I still remember sitting front row at Totem Theatre, popcorn and Sour Patch Kids in hand, as the opening credits to the Lion King rolled. I sat in rapture as Carmen Twillie’s deep voice belted: “Through despair and hope/Through faith and love/Till we find our place/On the path unwinding/In the circle/The circle of life.” About 15mins later, I sat in disbelief, crying while Simba prodded his dead father, Mufasa. Twenty-eight years later, and I’m still trying to reconcile that trauma. But I digress. The point is that everything is cyclical, and that includes failed Tinder dates.
Every year, would-be suitors seem to follow a pattern I like to call “the boomerang.” In the early spring, as the winter thaws, the hearts of serial Tinder daters grow colder while they prepare to dump the one they’re with in hopes of an upgrade. The key is securing as many dates as possible during this period so you can hone your ideal dating sales pitch. By the time that’s locked in, it’s summer, and a veritable smorgasbord of horny tourists is ripe for the picking. After a summer of hookups, the boomerang dater circles back to their spring dates to find a suitable one to pass the winter with. And you guessed it, the cycle repeats.
When I met Mike in April, he had already carefully curated his bio: early 40s, about to retire from the military, former pro athlete, well-educated, and well-traveled. Coupled with his chiseled jaw, toothy smile, and obvious omittance of hunting pictures, his profile was like the great white buffalo of Tinder profiles. In fact, his profile was so spot on that I questioned its legitimacy. Surely, someone of his ilk couldn’t exist in real life. But as you’ve probably noticed, I have no impulse control, so I swiped right on the off chance he was real.
The gambling-esque “It’s a Match!” graphic splashed across my screen, and immediately, I had a new message alert. That familiar feeling of excitement coursed through my body as I opened what had to be the most underwhelming message possible – “Yo!”
I sat staring at the screen for several minutes, hoping a second message was coming because where on earth do you go from “Yo”? Two days later, and those two letters still sat in my inbox as I wracked my brain for a pithy response. With nothing coming to mind, I responded in kind – “Yo!”
Our chat, now filled with four letters, sat abandoned for about a week before I broke the silence.
“So, you’re from the East Coast. That’s cool. What brought you up here.”
“Military. What’s your number,” he asked.
Things weren’t off to a good start, but weirdly, his aloofness was attractive. After weeks of being propositioned for threesomes with married couples, his response was a welcomed change of pace, so I gave him my number. And then my phone rang.
“Yo! It’s Mike,” said what can only be described as a super-hot, deep male voice.
Trying to be funny, I replied, “who is this?”

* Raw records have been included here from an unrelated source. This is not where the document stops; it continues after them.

PR #1027, opened 2025-11-14
log: replace std::cout with NIXL_INFO in nixlDescList::print

matumu:
## What?
replace std::cout with NIXL_INFO in nixlDescList::print

### DIFF
--- a/src/infra/nixl_descriptors.cpp
+++ b/src/infra/nixl_descriptors.cpp
@@ -313,7 +313,7 @@ nixl_status_t nixlDescList<T>::serialize(nixlSerDes* serializer) const {
 
 template <class T>
 void nixlDescList<T>::print() const {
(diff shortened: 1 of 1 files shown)


src/infra/nixl_descriptors.cpp
```diff
@@ -313,7 +313,7 @@ nixl_status_t nixlDescList<T>::serialize(nixlSerDes* serializer) const {
 
 template <class T>
 void nixlDescList<T>::print() const {
-    std::cout << "DescList of mem type " << type << std::endl;
+    NIXL_INFO << "DescList of mem type " << type;
```
brminich, line 316: std::count here is on purpose - because we expect that print() method would always print without the need to set `NIXL_LOG_LEVEL=info`

matumu: Thanks for explaining the design decision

“It’s Mike. You know, from Tinder,” he replied with a little less confidence.
“I know who it is. I was just fucking with you,” I replied with a laugh.

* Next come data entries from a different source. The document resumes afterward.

PR #1410, opened 2026-03-06
PLUGINS/UCX: Timeout warning for device memory list creation.

rakhmets:
## What?
Added a warning message in case the time limit for creating the device memory list is exceeded.
Applied logic from the Device API V1 https://github.com/ai-dynamo/nixl/pull/947.

## Summary by CodeRabbit

* **Bug Fixes**
  * Improved timeout handling for device memory setup with a configurable warning threshold (default 5s); a single warning is emitted once when exceeded and retries continue with backoff.
  * Reduced CPU usage during memory list creation by yielding when progress stalls.
  * Standardized and clarified failure messages for device memory list creation across local and remote paths.

### DIFF
--- a/benchmark/nixlbench/src/utils/utils.cpp
+++ b/benchmark/nixlbench/src/utils/utils.cpp
@@ -1115,7 +1115,7 @@ xferBenchUtils::printStats(bool is_target,
 
     total_data_transferred = ((block_size * batch_size) * num_iter); // In Bytes
     avg_latency = (total_duration / (num_iter * batch_size)); // In microsec
-    if (IS_PAIRWISE_AND_MG()) {
+    if (IS_PAIRWISE_AND_MG() || (IS_PAIRWISE_AND_SG() && xferBenchConfig::num_initiator_dev > 1)) {
         total_data_transferred *= xferBenchConfig::num_initiator_dev; // In Bytes
         avg_latency /= xferBenchConfig::num_initiator_dev; // In microsec
     }
--- a/src/core/nixl_agent.cpp
+++ b/src/core/nixl_agent.cpp
@@ -78,8 +78,18 @@ nixlEnumStrings::statusStr(const nixl_status_t &status) {
     }
 }
 
-inline void
-nixlXferReqH::updateRequestStats(std::unique_ptr<nixlTelemetry> &telemetry_pub,
+nixlXferReqH::nixlXferReqH(const std::string &remote_agent,
+                           const nixl_xfer_op_t backend_op,
+                           const nixl_mem_t local_type,
+                           const nixl_mem_t remote_type,
+                           const size_t desc_count)
+    : initiatorDescs(std::make_unique<nixl_meta_dlist_t>(local_type, desc_count)),
+      targetDescs(std::make_unique<nixl_meta_dlist_t>(remote_type, desc_count)),
+      remoteAgent(remote_agent),
+      backendOp(backend_op) {}
+
+void
+nixlXferReqH::updateRequestStats(nixlTelemetry *telemetry_pub,
                                  nixl_telemetry_stat_status_t stat_status) {
 
     static const std::array<std::string, 3> nixl_post_status_str = {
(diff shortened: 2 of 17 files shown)


src/plugins/ucx/mem_list.cpp
```diff
@@ -18,21 +18,29 @@
...
 #include <exception>
+#endif
 #include <string>
 #include <string_view>
-#endif
 #include <stdexcept>
 
 #ifdef HAVE_UCX_GPU_DEVICE_API
+namespace {
+constexpr std::string_view error_message{"Failed to create device memory list"};
```
ColinNV: I'd make ths a `std::string` here since that's what it's used as below.

src/plugins/ucx/mem_list.cpp
```diff
@@ -141,19 +149,33 @@ createElements(const T &dlist, size_t worker_id = 0) {
...
 void *
 createMemList(const nixl_remote_meta_dlist_t &dlist, size_t worker_id, nixlUcxWorker &worker) {
+    using namespace std::chrono_literals;
+
     const device_mem_vector_t elements = createElements(dlist, worker_id);
     const memListParams params{elements};
 
     ucp_device_remote_mem_list_h handle{nullptr};
     ucs_status_t status;
+    bool check_timeout{true};
```
ColinNV: Since unified initialization didn't work out in C++ I'd use `check_timeout = true` for the standard cases.

src/plugins/ucx/mem_list.cpp
```diff
@@ -141,19 +149,33 @@ createElements(const T &dlist, size_t worker_id = 0) {
...
+    const auto timeout = nixl::config::getValueDefaulted("NIXL_UCX_TIMEOUT_WARNING", 5'000ms);
+
+    const auto start = std::chrono::steady_clock::now();
     while ((status = ucp_device_remote_mem_list_create(params.get(), &handle)) ==
            UCS_ERR_NOT_CONNECTED) {
-        worker.progress();
+        if (check_timeout && ((std::chrono::steady_clock::now() - start) > timeout)) {
+            NIXL_WARN << "Still waiting to create device memory list after " << timeout.count()
+                      << " ms; retrying";
+            check_timeout = false;
```
ColinNV: Increase the timeout to occasionally warn again?

ColinNV (dismissed):

src/plugins/ucx/mem_list.cpp
rakhmets: Changed to `std::string`.

src/plugins/ucx/mem_list.cpp
rakhmets: changed to `= true`.

src/plugins/ucx/mem_list.cpp
rakhmets: Previously it was agreed, that a single warning is enough, and I have just restored previous behavior.

rakhmets: Added a timeout increase to print warning again.

src/plugins/ucx/mem_list.cpp
```diff
@@ -141,19 +148,33 @@ createElements(const T &dlist, size_t worker_id = 0) {
...
 createMemList(const nixl_remote_meta_dlist_t &dlist, size_t worker_id, nixlUcxWorker &worker) {
+    using namespace std::chrono_literals;
+
     const device_mem_vector_t elements = createElements(dlist, worker_id);
     const memListParams params{elements};
 
     ucp_device_remote_mem_list_h handle{nullptr};
     ucs_status_t status;
+    const auto timeout_warning =
+        nixl::config::getValueDefaulted("NIXL_UCX_TIMEOUT_WARNING", 5'000ms);
```
ColinNV: The name should be changed, better `NIXL_UCX_WARNING_TIMEOUT`, or something else that puts `TIMEOUT` last.

rakhmets: Renamed.

PR #1422, opened 2026-03-13
BINDINGS/RUST: Remove `/usr/include` from Rust bindings build include path

mbrobbel:
## What?

Removes `/usr/include` from the include path for the Rust bindings build.

## Why?

Remove the hard-coded `/usr/include` from the Rust binding build. System headers should come from the compiler’s implicit include paths or configured sysroot, not from a forced host path. This makes the build more portable and avoids accidentally mixing host headers into sysrooted environments, while being redundant on normal toolchains.

## Summary by CodeRabbit

* **Chores**
  * Removed reliance on the system-wide include path during native component builds.
  * Header resolution now uses configured project and NIXL include directories.
  * Updated copyright year information in build metadata.
  * No user-facing functionality or runtime behavior has changed.


tomerg-nvidia (approved):
LGTM

roiedanino (approved):

brminich (approved):

mbrobbel:
@brminich it looks like some required check are not starting. Is there anything I can do to unblock this PR?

For the next two months, Mike would call multiple times a day, and our conversations were always flirty, but he never suggested meeting in person. As he became a regular part of my day, I began to develop feelings and longed to meet him face-to-face. He, on the other hand, was still perusing Tinder and using me as an emotional placeholder – something I painfully learned when he called on a sunny day in May.

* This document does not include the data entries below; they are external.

PR #1425, opened 2026-03-16
telemetry: lock-free double-buffer, skip-when-full

BatshevaBlack:
Replaces the previous mutex-protected single event queue with a **lock-free double buffer** for telemetry events. One buffer is written by producers (agent threads calling `updateData` / `addXferTime`); the periodic write task drains the other buffer and exports events. When the active buffer reaches capacity it is marked full; producers skip appending until the next drain (no blocking, no mutex).

- **Lower latency on the hot path:** Telemetry is in the data path; a mutex in `updateData`/`addXferTime` can add contention and tail latency under load.
- **Avoid blocking producers:** Under heavy load, if the consumer is slow, the old design could block all producers. This design keeps producers non-blocking: they either append or skip.

Trade-off: under sustained overload, some events are dropped instead of backing up and blocking.

- **Two fixed buffers** (`event_buffers_[2]`): at any time, producers write to the buffer indexed by `write_buffer_index_`; the write task drains the other buffer.
- **Lock-free coordination:** `write_buffer_index_`, `write_idx_`, and `full_` are atomics. Producers use `fetch_add` on `write_idx_` to reserve a slot; if the buffer is already full they return without blocking.
- **Drain step:** In `writeEventHelper()`, the consumer sets `full_` (blocking new writes to the current buffer), swaps the active buffer with `write_buffer_index_`, resets `write_idx_` for the new buffer, drains the old buffer to the exporter, then (conceptually) allows writes again to the new buffer.
- **Skip-when-full:** In `updateData`/`addXferTime`, if `full_.load()` is true or the reserved index is past the buffer size, the call returns immediately and the event is dropped.

## Summary by CodeRabbit

* **Refactor**
  * Telemetry redesigned for lower contention and higher throughput using lock-free double-buffering and batched writes.

* **New Features**
  * Added a consolidated “transfer complete” telemetry event API and a public recording flag to control telemetry state.

* **Bug Fixes / Behavior**
  * Telemetry is only active when an exporter is configured; bookkeeping and per-transfer reporting are gated and will warn when disabled.

* **Behavior Change**
  * Per-event timestamps removed from telemetry events and reader output.

### DIFF
--- a/examples/python/telemetry_reader.py
+++ b/examples/python/telemetry_reader.py
@@ -23,7 +23,6 @@ import os
 import signal
 import sys
 import time
-from datetime import datetime
 
 # Set up logging
 logging.basicConfig(
@@ -34,8 +33,7 @@ logging.basicConfig(
 logger = logging.getLogger(__name__)
 
 # Constants from telemetry_event.h
-TELEMETRY_VERSION = 1
-MAX_EVENT_NAME_LEN = 32
+TELEMETRY_VERSION = 2
 
 # NIXL telemetry categories
 NIXL_TELEMETRY_MEMORY = 0
@@ -47,6 +45,18 @@ NIXL_TELEMETRY_PERFORMANCE = 5
 NIXL_TELEMETRY_SYSTEM = 6
 NIXL_TELEMETRY_CUSTOM = 7
 NIXL_TELEMETRY_MAX = 8
+
+# NIXL telemetry event names (nixl_telemetry_event_name_t)
+AGENT_TX_BYTES = 0
+AGENT_RX_BYTES = 1
+AGENT_TX_REQUESTS_NUM = 2
+AGENT_RX_REQUESTS_NUM = 3
+AGENT_MEMORY_REGISTERED = 4
+AGENT_MEMORY_DEREGISTERED = 5
+AGENT_XFER_TIME = 6
+AGENT_XFER_POST_TIME = 7
+AGENT_ERROR = 8
+AGENT_BACKEND = 9
 
 # Global flag for graceful shutdown
 running = True
@@ -65,10 +75,9 @@ class NixlTelemetryEvent(ctypes.Structure):
 
     _pack_ = 1
     _fields_ = [
-        ("timestamp_us", ctypes.c_uint64),
         ("category", ctypes.c_int),
-        ("event_name", ctypes.c_char * MAX_EVENT_NAME_LEN),
-        ("_padding", ctypes.c_uint32),
+        ("event_name", ctypes.c_uint8),
+        ("_padding", ctypes.c_char * 3),
         ("value", ctypes.c_uint64),
     ]
 
@@ -197,13 +206,6 @@ class SharedRingBuffer:
             os.close(self.file_fd)
 
 
-def format_timestamp(timestamp_us):
-    """Format timestamp in microseconds to readable format"""
-    dt = datetime.fromtimestamp(timestamp_us / 1_000_000)
-    microseconds = timestamp_us % 1_000_000
-    return f"{dt.strftime('%Y-%m-%d %H:%M:%S')}.{microseconds:06d}"
-
-
 def format_bytes(bytes_val):
     """Format bytes to human readable format"""
     units = ["B", "KB", "MB", "GB", "TB"]
@@ -232,13 +234,28 @@ def get_telemetry_category_string(category):
     return category_strings.get(category, f"UNKNOWN_CATEGORY_{category}")
 
 
+def get_telemetry_event_name_string(event_name):
+    """Get string representation of telemetry event name enum"""
+    event_name_strings = {
+        AGENT_TX_BYTES: "agent_tx_bytes",
+        AGENT_RX_BYTES: "agent_rx_bytes",
+        AGENT_TX_REQUESTS_NUM: "agent_tx_requests_num",
+        AGENT_RX_REQUESTS_NUM: "agent_rx_requests_num",
+        AGENT_MEMORY_REGISTERED: "agent_memory_registered",
+        AGENT_MEMORY_DEREGISTERED: "agent_memory_deregistered",
+        AGENT_XFER_TIME: "agent_xfer_time",
+        AGENT_XFER_POST_TIME: "agent_xfer_post_time",
+        AGENT_ERROR: "agent_error",
+        AGENT_BACKEND: "agent_backend",
+    }
+    return event_name_strings.get(event_name, f"unknown_event_{event_name}")
+
+
 def print_telemetry_event(event):
     """Print telemetry event in a formatted way"""
     logger.info("\n=== NIXL Telemetry Event ===")
-    logger.info("Timestamp: %s", format_timestamp(event.timestamp_us))
 
-    # Decode event name
-    event_name = event.event_name.decode("utf-8").rstrip("\x00")
+    event_name = get_telemetry_event_name_string(event.event_name)
     category_str = get_telemetry_category_string(event.category)
 
     logger.info("Category: %s", category_str)
--- a/examples/python/telemetry_reader.py
+++ b/examples/python/telemetry_reader.py
@@ -34,6 +34,7 @@ logger = logging.getLogger(__name__)
 
 # Constants from telemetry_event.h
 TELEMETRY_VERSION = 2
+MAX_EVENT_NAME_LEN = 32
 
 # NIXL telemetry categories
 NIXL_TELEMETRY_MEMORY = 0
@@ -45,18 +46,6 @@ NIXL_TELEMETRY_PERFORMANCE = 5
 NIXL_TELEMETRY_SYSTEM = 6
 NIXL_TELEMETRY_CUSTOM = 7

“Wait, so you just played me for the last two months,” I asked breathlessly as my heart dropped to the pit of my stomach. “That’s really cold, Mike.”
“Nah, it’s not like that. She’s just hot, and I want to check it out. We’re cool, right,” he explained.
“No, we’re not cool! You’ve really hurt my feelings, and I don’t know what I did to deserve being treated so poorly,” I told him as I choked back tears. “Lose my number!”
The summer came and went, and there I was, still single, and still inexplicably thinking about Mike. Then out of the blue, in early September, I received a familiar message on Tinder.
“Yo!”
Like clockwork, the boomerang had returned and smacked me in the middle of my far too forgiving face. We would continue to have periods of nonstop communication, followed by even longer periods of absolute silence. Mike kept me on the hook by occasionally hanging out, and while nothing physical ever happened, he would flirt mercilessly and then leave me hanging. This lasted for two years before I finally resigned myself to the fact that no matter how many times Mike circled back to me, I would never be more than a placeholder. Sometimes I find myself fighting the urge to latch onto his perpetually moving boomerang. Then I remember how much I hate spinning carnival rides, and I reply to his mating call with two letters of my own – “no.”